In recent times republicanism in the UK has presented itself to the public consciousness as a negative concept, defined by opposition and protest rather than a vision of what it represents. This is understandable since the central core of republicanism has largely been the pursuit of an anti-monarchy agenda. Similarly, wider concerns have often been characterised by an oppositional stance, abolition of the House of Lords for example, or the disestablishment of the Church of England and the removal of Archbishops (Lords Spiritual) from the Upper Chamber. Like my fellow republicans I too am highly critical of the outdated unearned privilege the Royals enjoy, in part because it is much easier to say what you oppose than clearly defining what it is that you want. The problem with this approach is that it is limited and ultimately doomed to failure. If people are going to identify with a position they must be able to ‘buy into’ an idea. We can see this elsewhere in society but most clearly in the commercial world; Samsung will attempt to sell their phones by promoting price, features, functions or quality and only obliquely refer to the competition, stopping well short of saying their competitors are rubbish. Now in the post-Brexit mess in which we find ourselves, understandably worrying to so many of our fellow citizens, UK republicans must present a positive statement of the case; we must sell them a positive vision.

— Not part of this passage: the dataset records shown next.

PR #713, opened 2023-09-29
Next address clippy lints

ddimaria:


ddimaria:
@HactarCE I think you might be the interested party here.  Most are just simple lint fixes, but some required a bit more.

quadratic-core/src/formulas/functions/operators.rs
```diff
@@ -104,7 +104,7 @@ mod tests {
         let g = &mut NoGrid;
 
         assert_eq!(
-            (1 * -6 + -2 - 1 * (-3_i32).pow(2_u32.pow(3))).to_string(),
```
HactarCE, line 107: These `1 *`s are intentional, to match the formula string.

quadratic-core/src/grid/mod.rs
```diff
@@ -122,7 +117,7 @@ impl Grid {
             .iter()
             .any(|old_sheet| old_sheet.name == sheet.name)
         {
-            return Err(());
+            return Err(anyhow!("sheet name already in use"));
```
HactarCE, line 120: Use `bail!("sheet name already in use");`

quadratic-core/src/values/array_size.rs
```diff
@@ -68,6 +68,10 @@ impl ArraySize {
     pub fn len(self) -> usize {
         self.w.get() as usize * self.h.get() as usize
     }
+    /// Determine if the array is empty.
+    pub fn is_empty(self) -> bool {
+        self.w.get() == 0 && self.h.get() == 0
```
HactarCE, line 73: This is impossible. `ArraySize` must be nonempty, so having this method is misleading. I'd be ok with it if the doc comment says that it always returns `false` because arrays are always nonempty.

quadratic-core/src/values/mod.rs
```diff
@@ -130,6 +130,7 @@ impl Spanned<Value> {
 
     /// Iterates over an array, converting values to a particular type. If a
     /// value cannot be converted, it is ignored.
+    #[allow(clippy::should_implement_trait)]
```
HactarCE, line 133: Yeahhhh ... technically we _should_ implement the trait but I didn't because then we'd need an explicit type instead of just `impl Iterator<...>`. This is fine.

HactarCE (changes requested):
Almost everything looks good! Good judgement about where to allow lints.

quadratic-core/src/formulas/functions/operators.rs
ddimaria: I reverted and added an override for this function.

quadratic-core/src/grid/mod.rs
ddimaria: This is done, I keep forgetting this macro, very useful...thanks! (I've mostly used thiserror on other projects)

quadratic-core/src/values/array_size.rs
ddimaria: Clippy complains if you implement a `len()` function that it's idiomatic to have an accompanying `is_empty()` function.  You made both w & h a NonZeroU32, so this is just clippy not being smart enough.  I'll just remove the function and add an override as that seems most appropriate.

ddimaria (commented):
All changes have been implemented.

PR #723, opened 2023-10-10
Add sheets to formulas

HactarCE:
This also removes `GridProxy`. Formulas are now callable by parsing a formula, then constructing a `Ctx` using `Ctx::new(&Grid, Pos)` and calling `Formula::eval(&mut Ctx)`. `Ctx` contains a field `cells_accessed` that is populated after evaluating a formula.

Tests are updated, and even slightly improved since now we can test `SUMIF` etc. on blank cells!


HactarCE:
How to run a formula:
```rs
let grid: Grid;
let pos: Pos;
let pos_with_sheet_id: pos = pos.with_sheet(sheet_id);
let formula_str: String;

let mut ctx = Ctx::new(&grid, pos_with_sheet_id);
let result = parse_formula(&formula_str, pos)?.eval(&mut ctx)?;
let cells_accessed = ctx.cells_accessed;
```

davidfig:
Merged into https://github.com/quadratichq/quadratic/pull/733

PR #730, opened 2023-10-13
Next file import export

ddimaria:
- [x] Remove existing 1.4 and 1.5 versions and replace with a new 1.4
- [x] Have a file schema representation in 1.3 and 1.4 that aren't dependent on *any* other grid Rust code
- [x] Remove conversions past 1.3 in TS
- [x] Delegate conversions 1.3+ to Rust
- [x] Add tests to validate happy path conversions on different scenarios
- [x] Validate successful conversions of existing example file 
- [x] Replace existing example files  with 1.4 versions


quadratic-core/Cargo.toml
```diff
@@ -61,6 +61,7 @@ lexicon_fractional_index = "0.0.3"
 htmlescape = "0.3.1"
 bigdecimal = { version = "0.4.1", features = ["serde"] }
 csv = "1.2.2"
+bincode = "1.3.3"
```
davidkircos, line 64: `bincode` is unused?

ddimaria: Yes, I'm removing as we're not implementing binary encoding at a later date.

src/api/apiClient.ts
```diff
@@ -3,26 +3,32 @@ import { v4 as uuid } from 'uuid';
...
 import mixpanel from 'mixpanel-browser';
 import { downloadFileInBrowser } from '../helpers/downloadFileInBrowser';
-import { GridFile, GridFileSchema } from '../schemas';
 import { generateKeyBetween } from '../utils/fractionalIndexing';
 import { fetchFromApi } from './fetchFromApi';
 import { ApiSchemas, ApiTypes } from './types';
 
-const DEFAULT_FILE: GridFile = {
+const DEFAULT_FILE: any = {
+  version: '1.6',
```
davidkircos, line 11: `1.6`?

src/schemas/validateAndUpgradeLegacyGridFile.ts
```diff
@@ -15,7 +15,7 @@ const FILES = [
 ];
 
 // all versions validated by Rust
-const rustFileVersions = ['1.5'];
+const rustFileVersions = ['1.6'];
```
davidkircos, line 18: `1.6`?

ddimaria: These were changed back, but I mistakenly only added files in quadratic-core in my previous commit.  I just committed from the top-level dir and pushed these changes up.

PR #738, opened 2023-10-24
Next delete

davidfig:
- [x] clipboard undo/redo w/code cells
- [x] delete code cells


quadratic-core/src/controller/clipboard.rs
```diff
@@ -384,6 +424,74 @@ mod test {
         );
     }
 
+    #[test]
```
ddimaria, line 427: 💯

quadratic-core/src/grid/sheet.rs
```diff
@@ -194,6 +194,15 @@ impl Sheet {
         }
     }
 
+    pub fn get_cell_value_only(&self, pos: Pos) -> Option<CellValue> {
```
ddimaria, line 197: You could DRY this out by having ` get_cell_value()` call this and invoking `self.get_code_cell_value(pos)` in the `None` case.

ddimaria:
Code looks good. I have one non-blocking comment.

ddimaria (approved):

PR #741, opened 2023-10-24
Next sheet palette permission

davidfig:
Command palette does not have Sheet commands when below editor


src/ui/menus/CommandPalette/ListItems/Sheets.tsx
```diff
@@ -43,7 +47,7 @@ const ListItems = () => {
     sheets.forEach((sheet) => {
       items.push({
         label: `Sheet: Switch to “${sheet.name}”`,
-        isAvailable: () => sheets.current !== sheet.id,
+        isAvailable: (permission) => isEditorOrAbove(permission) && sheets.current !== sheet.id,
```
jimniels, line 50: I don't think you need this here. The ability to switch between sheets should be available for anyone with access to the document (you're not editing the document to switch between sheets). That's all part of viewing the sheet.

jimniels (changes requested):

PR #745, opened 2023-10-25
Next renderer preloader

davidfig:
- [x] separate out preloader from CellsSheet.ts
- [x] add has_render_cells() for use when preloading CellsSheet

### DIFF
--- a/src/gridGL/cells/CellsSheet.ts
+++ b/src/gridGL/cells/CellsSheet.ts
@@ -9,28 +9,25 @@ import { CellsArray } from './CellsArray';
 import { CellsBorders } from './CellsBorders';
 import { CellsFills } from './CellsFills';
 import { CellsMarkers } from './CellsMarker';
+import { CellsSheetPreloader } from './CellsSheetPreloader';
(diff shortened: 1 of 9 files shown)


src/gridGL/cells/CellsSheet.ts
```diff
@@ -9,28 +9,25 @@ import { CellsArray } from './CellsArray';
...
-  // used to draw debug boxes for cellsTextHash
-  private cellsTextDebug: Graphics;
-
-  private cellsTextHashContainer: Container<CellsTextHash>;
-
-  private cellsArray: CellsArray;
+  // friends of CellsSheetPreloader.ts
+  cellsFills: CellsFills;
+  cellsArray: CellsArray;
+  cellsBorders: CellsBorders;
```
davidkircos, line 20: Instead of making these public maybe make a function that calls create on all 3 on CellsSheet?

davidfig: Good catch. I can actually just call the create function in this object instead of preloader.

PR #1743, opened 2024-08-20
fix: transaction would not save for manually resized rows having wrap

AyushAgrawal-A2:


davidfig:
Can you add test to catch the case that caused the problem

luke-quadratic:
Fix worked: approved on functionality side

davidfig (approved):

PR #1751, opened 2024-08-22
fix: cell highlighting not working from Python/JS

### LINKED ISSUE #1728: Bug: cell highlighting not working from Python/JS
At some point we regressed on cell highlighting which is now broken. Prior behavior is the cell referenced would get highlighted after running code. 

CleanShot 2024-08-19 at 16 31 48@2x

AyushAgrawal-A2:
closes #1728


luke-quadratic:
Works as intended, one blocking note is on the flash when you switch cells being highlighted, if super hard to fix can make non-blocking, otherwise should fix this

ddimaria (approved):
Code looks good!

luke-quadratic (approved):

davidkircos (approved):
@AyushAgrawal-A2 Great fix! I was missing this feature!!

PR #1752, opened 2024-08-22
fix: disable command + r while in a code editor

### LINKED ISSUE #1720: nit: disable command + r while in a code editor
It awkwardly copies the cell to the left if you do this short cut while in the code editor

AyushAgrawal-A2:
closes #1720


davidkircos:
Nice this works!

We may want a more robust way to decide which commands should or should not be allowed when on different screens. But can punt on that

davidkircos (approved):

PR #1764, opened 2024-08-22
for debugging multiplayer jwt error on QA branch

AyushAgrawal-A2:


AyushAgrawal-A2:
fixed after forced page refresh in #1765

PR #1769, opened 2024-08-23
fix: excel import in existing file

AyushAgrawal-A2:
excel import in existing file broke while refactoring, due to incorrect argument order in `quadraticCore.importFile` function


davidkircos (approved):
Functionality works!

ddimaria (approved):

PR #1776, opened 2024-08-23
fix: double-click to inline edit scrolls the sheet incorrectly

### LINKED ISSUE #1770: bug: double-click to inline edit scrolls the sheet incorrectly
Step to reproduce:
- Scroll down in a sheet.
- Double click a cell to edit.
- Sheet scroll and this cell is out of view.
- On scrolling back, same cell is in editing mode.

AyushAgrawal-A2:
closes #1770

### DIFF
--- a/quadratic-client/src/app/gridGL/HTMLGrid/inlineEditor/inlineEditorMonaco.ts
+++ b/quadratic-client/src/app/gridGL/HTMLGrid/inlineEditor/inlineEditorMonaco.ts
@@ -95,6 +95,7 @@ class InlineEditorMonaco {
     if (!this.editor) {
       throw new Error('Expected editor to be defined in focus');
     }
+    inlineEditorHandler.keepCursorVisible();
     this.editor.focus();
   };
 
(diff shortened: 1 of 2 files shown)


davidfig:
How do you show the cell when out of view?

quadratic-client/src/app/gridGL/HTMLGrid/inlineEditor/inlineEditorMonaco.ts
```diff
@@ -95,6 +95,7 @@ class InlineEditorMonaco {
     if (!this.editor) {
       throw new Error('Expected editor to be defined in focus');
     }
+    inlineEditorHandler.keepCursorVisible();
```
AyushAgrawal-A2, line 98: @davidfig 
keep cursor visible is called here,
focus is already being called in atom effects.
when we focus inline editor, we also want it to be visible, so made sense to me to just add it here

davidfig (approved):

davidkircos (approved):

History shows that an anti-monarchy message alone is insufficient
Historically the advance of republicanism has been associated with campaigns with wider currency. For example. at the high water mark of English Republicanism in the mid-seventeenth century the calls for a republic were the natural outgrowth of a campaign for the establishment of civil liberties and religious tolerance. Likewise in a second wave of republicanism in the nineteenth century, it was associated very closely with Chartism and the campaign for greater participation in political decision making, relief of grinding poverty and the promotion of workers rights. Similarly, today republicanism is a natural corollary to many other demands which cut across party political lines (see my not just a leftist concern) and the abolition of hereditary and many other sorts of unearned privilege can be presented as an inevitable consequence of a new vision which chimes with the aspirations of young people in particular.
Promoting positive visions of Republicanism
So what are the positive message which we can promote as republicans. There are many, but here are just a few ideas. Starting with the more narrowly focussed campaign for a change to our head of state, in some cases they are the mirror images of campaigns already mounted by the Republic campaign group. For example the campaign to end royal secrets leads more widely for a call for far greater openness in Government in general. Republicans should overtly campaign for such a policy. On the other other hand, I know from personal experience in street and event level campaigning that the #bornEqual campaign cut through with the public and this can be followed up with similar positive visions of a republic which places the promotion of the common good as a central facet. Likewise the interconnection of individual freedom and civic participation is of overwhelming importance following a referendum campaign dominated by a few high profile individuals peddling misinformation and outright lies.
As Republicans we must make every effort to present the positive case. The UK is passing through a tumultuous time and it is possible that as a consequence, greater intolerance and loss of liberty may be the long term outcome. We have a message of an open and tolerant society which WILL resonate with many fellow Britons. Over the next few weeks and months in my blog I will develop further how republican ideas can be positively promoted.